Grant Hodnett

Personal information
- Full name: Grant Phillip Hodnett
- Born: 17 August 1982 (age 43) Johannesburg, Transvaal Province, South Africa
- Nickname: Hodders, Hoddie
- Height: 6 ft 4 in (1.93 m)
- Batting: Right-handed
- Bowling: Right-arm leg spin
- Role: Opening batsman
- Relations: Kyle Hodnett (brother)

Domestic team information
- 2010/2011-2012/2013: KwaZulu-Natal
- 2002: Gloucestershire Cricket Board
- 2005–2009: Gloucestershire

Career statistics
| Competition | FC | LA | T20 |
| Matches | 26 | 13 | 4 |
| Runs scored | 1,339 | 368 | 133 |
| Batting average | 30.43 | 33.45 | 33.25 |
| 100s/50s | 2/9 | 0/2 | 0/1 |
| Top score | 168 | 72* | 60 |
| Balls bowled | 237 | – | – |
| Wickets | 6 | – | – |
| Bowling average | 41.33 | – | – |
| 5 wickets in innings | 0 | – | – |
| 10 wickets in match | 0 | – | – |
| Best bowling | 2/21 | – | – |
| Catches/stumpings | 20/– | 7/– | 2/– |
- Source: , 12 September 2013

= Grant Hodnett =

South African-born English cricketer

Grant Phillip Hodnett (born 17 August 1982) is a South African-born English cricketer, who holds a British passport from birth and qualified to play for England through residency. Hodnett is a right-handed batsman who bowls leg break. He was born in Johannesburg, Transvaal Province and educated at Northwood High School in Durban.

==Cricket career==
Hodnett appeared for the Gloucestershire Cricket Board in the 2002 MCCA Knockout Trophy, after impressing for Cheltenham Cricket Club, he was signed by Gloucestershire for the 2005 season. He made his debut in a first-class match against Warwickshire in the 2005 County Championship. The following season he made his List A debut against Sussex in the 2006 Cheltenham & Gloucester Trophy, while the 2007 season saw Hodnett gain an extended run in Jon Lewis' County Championship team, making fifteen appearances in that season, Hodnett scored 886 first-class runs in this season, which came at an average of 36.91, with a high score of 168. He also made his last three List A appearances for Gloucestershire in the 2007 season during the Friends Provident Trophy. He scored 114 runs in his four List A matches for the county, which came at an average of 28.50, while he made a single half century with a score of exactly 50 against Somerset.

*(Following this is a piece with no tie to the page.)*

PR #12611, opened 2019-12-11
Tools: Added gulp task for bumping version and cleaning up after release.

activist:
Can be tested using `gulp prep-release --nextversion x.y.z` and `gulp prep-release --cleanup (--commit)`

However, in 2008 Hodnett lost his place in the Gloucestershire side, after which he admitted he was suffering from severe depression. He sought treatment for the condition from sports psychologist Brian Copley (who had also helped Marcus Trescothick through his depression). He returned for the 2009 season having missed much of the previous season and made his Twenty20 debut against Worcestershire in the Twenty20 Cup. He made three further matches in the competition, in his final appearance against Northamptonshire, Hodnett scored 60 runs from 46 balls.

Back in his native South Africa, Hodnett made two List A appearances in October 2010 for KwaZulu-Natal against North West and South Western Districts in the CSA Provincial One-Day Competition.

==Criminal convictions==
In September 2020 at Warrington Magistrates' Court, Hodnett was sentenced to 24 weeks in prison suspended for two years and was ordered to complete a two-year community service order, having been found guilty of a charge of stalking involving serious alarm or distress against a former girlfriend. The court also approved a restraining order preventing Hodnett from contacting the defendant and ordered him to pay court costs.

On 22 February 2024, Hodnett was sentenced to 18 months in jail for violating a restraining order and stalking.

He was released 9 months into his 18 month sentence and re-arrested in November 2024 after breaching strict "licence conditions which required him to disclose any developing relationships."